(Stored items)
PR #196, opened 2019-09-06
Support ptex mesh - step 3: better naming

bigbike:
This PR is to rename a number of buffers, textures to avoid ambiguity and increase the readability of the code. 

-) rename the buffers on GPU side in PTexMeshData;
-) rename variables in PTexMeshDrawable;

## Motivation and Context

It caused a lot of confusion in the past, making it difficult to read, maintain and debug.

## Types of changes

## Checklist


bigbike:

bigbike:
By the way, please take a look at the CI failure. It says `ModuleNotFoundError: No module named 'Cython'`, which I do not think caused by this PR.

src/esp/assets/PTexMeshData.cpp
```diff
@@ -25,8 +25,6 @@
 static constexpr int ROTATION_SHIFT = 30;
 static constexpr int FACE_MASK = 0x3FFFFFFF;
 
-namespace Cr = Corrade;
```
msavva: What is the rationale for getting rid of the shorter namespace alias? We are using this pervasively in other parts of the code (e.g., `ResourceManager`) and I don't think readability is impacted.

bigbike: I understand it may save you a couple of characters when coding. But I actually think it does decrease the readability. When I started this project and read this file, I actually searched what the "Cr" was.

Yes, it is used in a couple of files. But I see more places are using Corrade:: directly. And I prefer this way since it is straightforward.

msavva: `grep -rl 'Cr = Corrade' src/esp | wc` shows 7 cpp files for me.  In my opinion, namespace aliasing in cpp files is quite reasonable, anyone interested in looking at implementation detail will quickly see the alias at the top of the file and understand.  @mosra @erikwijmans @msbaines do you have opinions about this?

msavva: Also, I would say this change (removing a namespace alias) is orthogonal to the "member name improvements" in this PR.  If we make a decision one way or the other, I would still advocate namespace alias changes be done in a separate PR regardless.

erikwijmans: No preference from me.  `Cor<tab>` vs `Cr<tab>` are about the same length.  I can both see an argument for increasing readability by using `Corrade` and increasing readability by reducing the length of names (`Cr::Utility::Directory::MapDeleter` seems better than `Corrade::Utility::Directory::MapDeleter`, for instance).

bigbike: > anyone interested in looking at implementation detail will quickly see the alias at the top of the file and understand. 

Then the one needs to search it to find his answer, like me. If you put Corrade directly in place, one understands what it is, and where it is from immediately. This is based on what actual happens to me.

At the very beginning, I did not connect "Cr" to "Corrade" in my mind. I thought it was something other than Magnum or Corrade. So I believed it decreased the readability. Even someone can guess it is "Corrade", I think she still needs to search it to confirm it. May I understand why you insist it is a must-have here? Again, what only I can see is that it saves you a couple of characters when coding.

Creating a PR involves a lot of overheads. I do not think such issue is big enough to start a completely new PR. Splitting #132 into different PRs (and a lot more are on the way) already slows me down a lot. Creating another one because of this is just too much.

This PR is called "Renaming". But the essence is to increase the readability and to avoid confusion. In this sense, I think putting this change here is quite reasonable, which will not introduce too much burden to the reviewers. Plus the aforementioned overheads of a new PR. I would resolve this issue here. 

@msavva : If you are extremely uncomfortable with this change, I can put it back. But I still stick to my opinion. I simply hope not to quibble about it, and it will not slow me down on improving the simulator. I already start feeling bad to spend so much time writing comments on such a trivial matter.

mosra: My original suggestion couple of months back was to do

```cpp
namespace esp {
    using namespace Magnum;
    using namespace Corrade;
}
```

or, on python side

```py
from corrade import *
from magnum import *
```

but that's a highly opinionated thing to do -- some projects I know of were perfectly happy to go that route, while for some it was a *heresy*. What I suggested next (and what *some* other projects are doing as well), was to use

```cpp
namespace Cr = Corrade;
namespace Mn = Magnum;
```

and on python side

```py
import corrade as cr
import magnum as mn
```

and continue that way, as it's a good middle ground between having lines short enough and not lumping everything into a single namespace. For example, in case of numpy, `import numpy as np` is *so widely understood* that you don't even pause when encountering `np.array`.  So if you need to pause when seeing `Cr`, my humble opinion is that it wasn't used often enough to become ubiquitous similarly as `np` is :)

I'm just a library developer and so I'm not in a position where I should force you to one particular style, the above were just my recommendations -- and we agreed on the `Cr` / `Mn` style back when we were dicussing this, IIRC. A part of the current confusion problem is that those recommendations came quite late in the process, which means the code is using partially one style, partially another. While I'm trying to stick to a single style for new code, existing code is still waiting to be updated to match that.

mosra: While designing the two libs, I was thinking about this a lot -- should I prefix all types and functions (like Qt does, for example) and have them in the root namespace instead? That would be a clutter you can't get rid of. Should I put everything into an easy-to-type namespace like `M::`? Not sure either. I ended up with the current state, giving the user a freedom to do whatever fits.

msavva: Agree with @mosra 's point about readability through widespread use -- moreover the current pattern is nicely consistent between python and C++ (another good rationale for the alias).

As @mosra points out most of the confusion is because we are currently not entirely consistent in other parts of the code.  We did decide in a #habitat-dev discussion ~May to go with the namespace alias above, but now is a good point in time to re-affirm that decision -- or if there are good rationales against, to reverse it. 😅

@msbaines @aclegg3 @angelxuanchang do you have an opinion one way or the other?

I hate to be a stickler, but regardless, I would advocate against making namespace alias changes as part of this PR. The PR summary and changes bullet point list at the top makes no mention of this consideration, and this is certainly a decision with broader implications.

angelxuanchang: I think @mosra's suggestion is very reasonable to me.

What is most important in cases like this is to have:
1. Consistent and agreed upon conventions of referring to modules.  This should be documented somewhere so the convention is clear and that the issue is not revisited.
2. No arbitrary changing of convention without discussion so that code can remain consistent
3. Small to the point PRs that are as close to "one change" as possible so that PRs do not feel like an overhead.

mosra: > This should be documented somewhere

:+1: Someone should be taking notes on what to populate a Coding Style document with :)

> I would advocate against making namespace alias changes as part of this PR.

Definitely. Even if you (or anybody else as a PR author) don't like the conventions used, changing them only adds extra lines to the diff, extra overhead for each reviewer.

If done separately in a dedicated PR instead, this change could be simply a global replace of `Magnum::` with `Mn::`, `magnum.` with `mn.` and then adding `namespace Mn = Magnum` or `import magnum as mn` (and removing `using namespace Magnum;` if it's still somewhere) until everything compiles again and tests pass. Then, if it's really just that, with no other changes requiring special attention, such a PR would be extremely easy to review.

angelxuanchang: Do we have an existing coding style document?  I can help track of what we need to put into the coding style document.

msavva: Indeed we do, will share with all in the dev slack channel -- thanks @angelxuanchang !

msbaines: I like the namespace alias. Currently, it's a bit confusing in that it is not followed everywhere. Once we resolve that, I think it will become second nature.

bigbike:
Let me know if you have more comments about this PR before I merge it. Thanks.

bigbike:
Sincerely thank all the reviwers' work. Merge it.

> _What is expected_: An exact transcription of all the records is required.

> _Answer to this exercise_:
PR #196, opened 2019-09-06
Support ptex mesh - step 3: better naming

bigbike:
This PR is to rename a number of buffers, textures to avoid ambiguity and increase the readability of the code. 

-) rename the buffers on GPU side in PTexMeshData;
-) rename variables in PTexMeshDrawable;

## Motivation and Context

It caused a lot of confusion in the past, making it difficult to read, maintain and debug.

## Types of changes

## Checklist


bigbike:

bigbike:
By the way, please take a look at the CI failure. It says `ModuleNotFoundError: No module named 'Cython'`, which I do not think caused by this PR.

src/esp/assets/PTexMeshData.cpp
```diff
@@ -25,8 +25,6 @@
 static constexpr int ROTATION_SHIFT = 30;
 static constexpr int FACE_MASK = 0x3FFFFFFF;
 
-namespace Cr = Corrade;
```
msavva: What is the rationale for getting rid of the shorter namespace alias? We are using this pervasively in other parts of the code (e.g., `ResourceManager`) and I don't think readability is impacted.

bigbike: I understand it may save you a couple of characters when coding. But I actually think it does decrease the readability. When I started this project and read this file, I actually searched what the "Cr" was.

Yes, it is used in a couple of files. But I see more places are using Corrade:: directly. And I prefer this way since it is straightforward.

msavva: `grep -rl 'Cr = Corrade' src/esp | wc` shows 7 cpp files for me.  In my opinion, namespace aliasing in cpp files is quite reasonable, anyone interested in looking at implementation detail will quickly see the alias at the top of the file and understand.  @mosra @erikwijmans @msbaines do you have opinions about this?

msavva: Also, I would say this change (removing a namespace alias) is orthogonal to the "member name improvements" in this PR.  If we make a decision one way or the other, I would still advocate namespace alias changes be done in a separate PR regardless.

erikwijmans: No preference from me.  `Cor<tab>` vs `Cr<tab>` are about the same length.  I can both see an argument for increasing readability by using `Corrade` and increasing readability by reducing the length of names (`Cr::Utility::Directory::MapDeleter` seems better than `Corrade::Utility::Directory::MapDeleter`, for instance).

bigbike: > anyone interested in looking at implementation detail will quickly see the alias at the top of the file and understand. 

Then the one needs to search it to find his answer, like me. If you put Corrade directly in place, one understands what it is, and where it is from immediately. This is based on what actual happens to me.

At the very beginning, I did not connect "Cr" to "Corrade" in my mind. I thought it was something other than Magnum or Corrade. So I believed it decreased the readability. Even someone can guess it is "Corrade", I think she still needs to search it to confirm it. May I understand why you insist it is a must-have here? Again, what only I can see is that it saves you a couple of characters when coding.

Creating a PR involves a lot of overheads. I do not think such issue is big enough to start a completely new PR. Splitting #132 into different PRs (and a lot more are on the way) already slows me down a lot. Creating another one because of this is just too much.

This PR is called "Renaming". But the essence is to increase the readability and to avoid confusion. In this sense, I think putting this change here is quite reasonable, which will not introduce too much burden to the reviewers. Plus the aforementioned overheads of a new PR. I would resolve this issue here. 

@msavva : If you are extremely uncomfortable with this change, I can put it back. But I still stick to my opinion. I simply hope not to quibble about it, and it will not slow me down on improving the simulator. I already start feeling bad to spend so much time writing comments on such a trivial matter.

mosra: My original suggestion couple of months back was to do

```cpp
namespace esp {
    using namespace Magnum;
    using namespace Corrade;
}
```

or, on python side

```py
from corrade import *
from magnum import *
```

but that's a highly opinionated thing to do -- some projects I know of were perfectly happy to go that route, while for some it was a *heresy*. What I suggested next (and what *some* other projects are doing as well), was to use

```cpp
namespace Cr = Corrade;
namespace Mn = Magnum;
```

and on python side

```py
import corrade as cr
import magnum as mn
```

and continue that way, as it's a good middle ground between having lines short enough and not lumping everything into a single namespace. For example, in case of numpy, `import numpy as np` is *so widely understood* that you don't even pause when encountering `np.array`.  So if you need to pause when seeing `Cr`, my humble opinion is that it wasn't used often enough to become ubiquitous similarly as `np` is :)

I'm just a library developer and so I'm not in a position where I should force you to one particular style, the above were just my recommendations -- and we agreed on the `Cr` / `Mn` style back when we were dicussing this, IIRC. A part of the current confusion problem is that those recommendations came quite late in the process, which means the code is using partially one style, partially another. While I'm trying to stick to a single style for new code, existing code is still waiting to be updated to match that.

mosra: While designing the two libs, I was thinking about this a lot -- should I prefix all types and functions (like Qt does, for example) and have them in the root namespace instead? That would be a clutter you can't get rid of. Should I put everything into an easy-to-type namespace like `M::`? Not sure either. I ended up with the current state, giving the user a freedom to do whatever fits.

msavva: Agree with @mosra 's point about readability through widespread use -- moreover the current pattern is nicely consistent between python and C++ (another good rationale for the alias).

As @mosra points out most of the confusion is because we are currently not entirely consistent in other parts of the code.  We did decide in a #habitat-dev discussion ~May to go with the namespace alias above, but now is a good point in time to re-affirm that decision -- or if there are good rationales against, to reverse it. 😅

@msbaines @aclegg3 @angelxuanchang do you have an opinion one way or the other?

I hate to be a stickler, but regardless, I would advocate against making namespace alias changes as part of this PR. The PR summary and changes bullet point list at the top makes no mention of this consideration, and this is certainly a decision with broader implications.

angelxuanchang: I think @mosra's suggestion is very reasonable to me.

What is most important in cases like this is to have:
1. Consistent and agreed upon conventions of referring to modules.  This should be documented somewhere so the convention is clear and that the issue is not revisited.
2. No arbitrary changing of convention without discussion so that code can remain consistent
3. Small to the point PRs that are as close to "one change" as possible so that PRs do not feel like an overhead.

mosra: > This should be documented somewhere

:+1: Someone should be taking notes on what to populate a Coding Style document with :)

> I would advocate against making namespace alias changes as part of this PR.

Definitely. Even if you (or anybody else as a PR author) don't like the conventions used, changing them only adds extra lines to the diff, extra overhead for each reviewer.

If done separately in a dedicated PR instead, this change could be simply a global replace of `Magnum::` with `Mn::`, `magnum.` with `mn.` and then adding `namespace Mn = Magnum` or `import magnum as mn` (and removing `using namespace Magnum;` if it's still somewhere) until everything compiles again and tests pass. Then, if it's really just that, with no other changes requiring special attention, such a PR would be extremely easy to review.

angelxuanchang: Do we have an existing coding style document?  I can help track of what we need to put into the coding style document.

msavva: Indeed we do, will share with all in the dev slack channel -- thanks @angelxuanchang !

msbaines: I like the namespace alias. Currently, it's a bit confusing in that it is not followed everywhere. Once we resolve that, I think it will become second nature.

bigbike:
Let me know if you have more comments about this PR before I merge it. Thanks.

bigbike:
Sincerely thank all the reviwers' work. Merge it.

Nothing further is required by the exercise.